PR #711, opened 2026-09-13
fix(lanes): [HIMMEL-2999] tick and ceiling-conformance read real argv from /proc cmdline via a shared claude-sessions helper

yotamleo:
## Why

Deferred out of #705: `tick.sh`'s `procs=`/`models=` awks and
`scripts/lanes/ceiling-conformance.sh` both scanned the flattened
`pgrep -af` line, so free-text argv (a `-p`/`--append-system-prompt`/
`--system-prompt` value containing the literal substring `-n X` or
`--autocompact 200000`) could spoof the detected name/model/ceiling.

## Fix

New sourced helper `scripts/lanes/lib/claude-sessions.sh` (`claude_sessions`)
reads real argv boundaries from `/proc/<pid>/cmdline` (NUL-separated) for
pids from `pgrep -x claude` (comm-exact, no `-a`/`-f`), so a free-text value
can never look like a flag token no matter its contents. Falls back to the
old `pgrep -af` scan (prefixed with a `# lossy` line) where `/proc` is
absent (macOS/git-bash), gated by `CLAUDE_SESSIONS_PROC`/
`CLAUDE_SESSIONS_PGREP` overrides for hermetic tests. Both
`ceiling-conformance.sh` and `tick.sh` now consume the helper instead of
their own `pgrep -af` parses.

## RED → GREEN

- (a) fake-proc leg, real `--autocompact auto`, `-p` text containing the
  literal `--autocompact 200000` → confirmed `ceiling=ok` on pre-fix code
  (should be `DRIFT:<name>`) → GREEN after the fix.
- (b) fake-proc process, `-p` text containing `-n HIMMEL-999-fake-legN1-…`,
  real `-n` a `…-console` name → confirmed counted in `procs=` on pre-fix
  code (should be excluded) → GREEN after the fix.
- (c) `claude_sessions` unit row on a fake proc root with two processes →
  confirmed missing/wrong on pre-fix code (no helper existed) → GREEN.
- (d) fallback: `CLAUDE_SESSIONS_PROC` pointing at an empty dir + `pgrep`
  stub → `# lossy` line then parsed rows → new, GREEN from first commit.
- CR round 1 RED: an `--append-system-prompt` value containing an embedded
  newline byte split into fake tokens under `tr '\0' '\n'` → confirmed
  failing pre-fix → GREEN after switching to direct NUL-delimited `read`.
- CR round 3 RED (o): `--system-prompt -n work` hijack → confirmed failing
[...]

PR #716, opened 2026-09-13
fix(lanes): [HIMMEL-3002] claude_sessions reports an alive-but-unreadable cmdline as a degraded scan instead of a vanished process

yotamleo:
## Summary

`_claude_sessions_from_cmdline()` in `scripts/lanes/lib/claude-sessions.sh` used to guard the argv read with `[ -r "$cmdline" ] || return 0`, which collapsed "the process already exited" and "the process is alive but its cmdline is unreadable" (a hidepid mount, a permission boundary) into the same silent no-row, rc-0 outcome. This makes the second case visible:

- A missing `/proc/<pid>` dir (vanished) still returns 0 with no row — unchanged behaviour.
- A present dir with an unreadable `cmdline` now prints `# unreadable <pid>` and returns 3.
- `claude_sessions()` keeps scanning every matched pid; if any child hit the unreadable case, the aggregate returns 3 after printing every readable row.
- `tick.sh` surfaces this as `unreadable=<n>` appended to its `procs=` field.
- `ceiling-conformance.sh` reports `scan-degraded:<pid1>,<pid2>` and falls back to `ceiling=?` — an incomplete scan cannot certify conformance.

While fixing this, found and fixed a genuine correctness bug: pgrep's own documented fatal-error exit code is *also* 3, which collided with the new degraded-scan signal in `ceiling-conformance.sh`. A real pgrep failure (rc=3, no output) was at risk of being misread as a degraded scan and reported `ceiling=ok` instead of `ceiling=?`. Resolved via an output-emptiness check — a genuine degraded scan always prints at least one row/comment before returning 3, while a bare pgrep failure prints nothing — documented in both files.

Out of scope per HIMMEL-3002's binding design (D6): the lossy `pgrep -af` fallback's own identical blind spot (documented in a comment, not fixed — no `/proc` on that path to distinguish "unreadable" from "vanished"), and argv-boundary handling (landed in #711). A TOCTOU race between the `-r` precheck and the actual read, raised by the critic panel, is deferred to HIMMEL-3008.

## RED → GREEN

Both suites gained a vanished-pid case (pins today's behaviour: no row, rc 0) and an unreadable-cmdline case (chmod 000 fixture, SKIP-guarded for root where chmod 000 is still readable):

- Pre-fix (`git show d6c6db26:scripts/lanes/lib/claude-sessions.sh` swapped in): both new assertions failed as expected — no `# unreadable` line, no rc 3, `scan-degraded` / `unreadable=` never appeared.
- Post-fix, first pass: `test-ceiling-conformance.sh` scenario (f) (a genuine pgrep rc=3 failure) FAILED — `ceiling=ok` instead of `ceiling=?`, exposing the rc=3 collision described above.
- Post-fix, after the output-emptiness fix: both suites fully GREEN.

## Suite table

| Suite | Result |
|---|---|
| `scripts/lanes/test-ceiling-conformance.sh` | PASS |

(Impacted-suites grep — `claude-sessions\|ceiling-conformance\|console-kit/tick.sh` — names only these two.)

## Round table

| Round | Panel | Critical | Important | Suggestions |
|---|---|---|---|---|
| 1 | codex (paid) | 0 | 0 | 1 — deferred to HIMMEL-3008 |

leg-burn: calls=78 avg-ctx=130.3k first-turn=73.2k out=47.4k compactions=1 text-only=0 cache-read=9929.9k cache-create=235.6k input=156 cost-eq=1524.6k floor-share=57.5% compaction-rewarm=84.2k

https://claude.ai/code/session_01NJzquN5T5EcPmaJho6uzcD


yotamleo:
@coderabbitai review

yotamleo:
@coderabbitai review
===============
* **WORK ITEM**: Would you write out all of the data exactly as given?

* **FINISHED EXERCISE**:
PR #711, opened 2026-09-13
fix(lanes): [HIMMEL-2999] tick and ceiling-conformance read real argv from /proc cmdline via a shared claude-sessions helper

yotamleo:
## Why

Deferred out of #705: `tick.sh`'s `procs=`/`models=` awks and
`scripts/lanes/ceiling-conformance.sh` both scanned the flattened
`pgrep -af` line, so free-text argv (a `-p`/`--append-system-prompt`/
`--system-prompt` value containing the literal substring `-n X` or
`--autocompact 200000`) could spoof the detected name/model/ceiling.

## Fix

New sourced helper `scripts/lanes/lib/claude-sessions.sh` (`claude_sessions`)
reads real argv boundaries from `/proc/<pid>/cmdline` (NUL-separated) for
pids from `pgrep -x claude` (comm-exact, no `-a`/`-f`), so a free-text value
can never look like a flag token no matter its contents. Falls back to the
old `pgrep -af` scan (prefixed with a `# lossy` line) where `/proc` is
absent (macOS/git-bash), gated by `CLAUDE_SESSIONS_PROC`/
`CLAUDE_SESSIONS_PGREP` overrides for hermetic tests. Both
`ceiling-conformance.sh` and `tick.sh` now consume the helper instead of
their own `pgrep -af` parses.

## RED → GREEN

- (a) fake-proc leg, real `--autocompact auto`, `-p` text containing the
  literal `--autocompact 200000` → confirmed `ceiling=ok` on pre-fix code
  (should be `DRIFT:<name>`) → GREEN after the fix.
- (b) fake-proc process, `-p` text containing `-n HIMMEL-999-fake-legN1-…`,
  real `-n` a `…-console` name → confirmed counted in `procs=` on pre-fix
  code (should be excluded) → GREEN after the fix.
- (c) `claude_sessions` unit row on a fake proc root with two processes →
  confirmed missing/wrong on pre-fix code (no helper existed) → GREEN.
- (d) fallback: `CLAUDE_SESSIONS_PROC` pointing at an empty dir + `pgrep`
  stub → `# lossy` line then parsed rows → new, GREEN from first commit.
- CR round 1 RED: an `--append-system-prompt` value containing an embedded
  newline byte split into fake tokens under `tr '\0' '\n'` → confirmed
  failing pre-fix → GREEN after switching to direct NUL-delimited `read`.
- CR round 3 RED (o): `--system-prompt -n work` hijack → confirmed failing
[...]

PR #716, opened 2026-09-13
fix(lanes): [HIMMEL-3002] claude_sessions reports an alive-but-unreadable cmdline as a degraded scan instead of a vanished process

yotamleo:
## Summary

`_claude_sessions_from_cmdline()` in `scripts/lanes/lib/claude-sessions.sh` used to guard the argv read with `[ -r "$cmdline" ] || return 0`, which collapsed "the process already exited" and "the process is alive but its cmdline is unreadable" (a hidepid mount, a permission boundary) into the same silent no-row, rc-0 outcome. This makes the second case visible:

- A missing `/proc/<pid>` dir (vanished) still returns 0 with no row — unchanged behaviour.
- A present dir with an unreadable `cmdline` now prints `# unreadable <pid>` and returns 3.
- `claude_sessions()` keeps scanning every matched pid; if any child hit the unreadable case, the aggregate returns 3 after printing every readable row.
- `tick.sh` surfaces this as `unreadable=<n>` appended to its `procs=` field.
- `ceiling-conformance.sh` reports `scan-degraded:<pid1>,<pid2>` and falls back to `ceiling=?` — an incomplete scan cannot certify conformance.

While fixing this, found and fixed a genuine correctness bug: pgrep's own documented fatal-error exit code is *also* 3, which collided with the new degraded-scan signal in `ceiling-conformance.sh`. A real pgrep failure (rc=3, no output) was at risk of being misread as a degraded scan and reported `ceiling=ok` instead of `ceiling=?`. Resolved via an output-emptiness check — a genuine degraded scan always prints at least one row/comment before returning 3, while a bare pgrep failure prints nothing — documented in both files.

Out of scope per HIMMEL-3002's binding design (D6): the lossy `pgrep -af` fallback's own identical blind spot (documented in a comment, not fixed — no `/proc` on that path to distinguish "unreadable" from "vanished"), and argv-boundary handling (landed in #711). A TOCTOU race between the `-r` precheck and the actual read, raised by the critic panel, is deferred to HIMMEL-3008.

## RED → GREEN

Both suites gained a vanished-pid case (pins today's behaviour: no row, rc 0) and an unreadable-cmdline case (chmod 000 fixture, SKIP-guarded for root where chmod 000 is still readable):

- Pre-fix (`git show d6c6db26:scripts/lanes/lib/claude-sessions.sh` swapped in): both new assertions failed as expected — no `# unreadable` line, no rc 3, `scan-degraded` / `unreadable=` never appeared.
- Post-fix, first pass: `test-ceiling-conformance.sh` scenario (f) (a genuine pgrep rc=3 failure) FAILED — `ceiling=ok` instead of `ceiling=?`, exposing the rc=3 collision described above.
- Post-fix, after the output-emptiness fix: both suites fully GREEN.

## Suite table

| Suite | Result |
|---|---|
| `scripts/lanes/test-ceiling-conformance.sh` | PASS |

(Impacted-suites grep — `claude-sessions\|ceiling-conformance\|console-kit/tick.sh` — names only these two.)

## Round table

| Round | Panel | Critical | Important | Suggestions |
|---|---|---|---|---|
| 1 | codex (paid) | 0 | 0 | 1 — deferred to HIMMEL-3008 |

leg-burn: calls=78 avg-ctx=130.3k first-turn=73.2k out=47.4k compactions=1 text-only=0 cache-read=9929.9k cache-create=235.6k input=156 cost-eq=1524.6k floor-share=57.5% compaction-rewarm=84.2k

https://claude.ai/code/session_01NJzquN5T5EcPmaJho6uzcD


yotamleo:
@coderabbitai review

yotamleo:
@coderabbitai review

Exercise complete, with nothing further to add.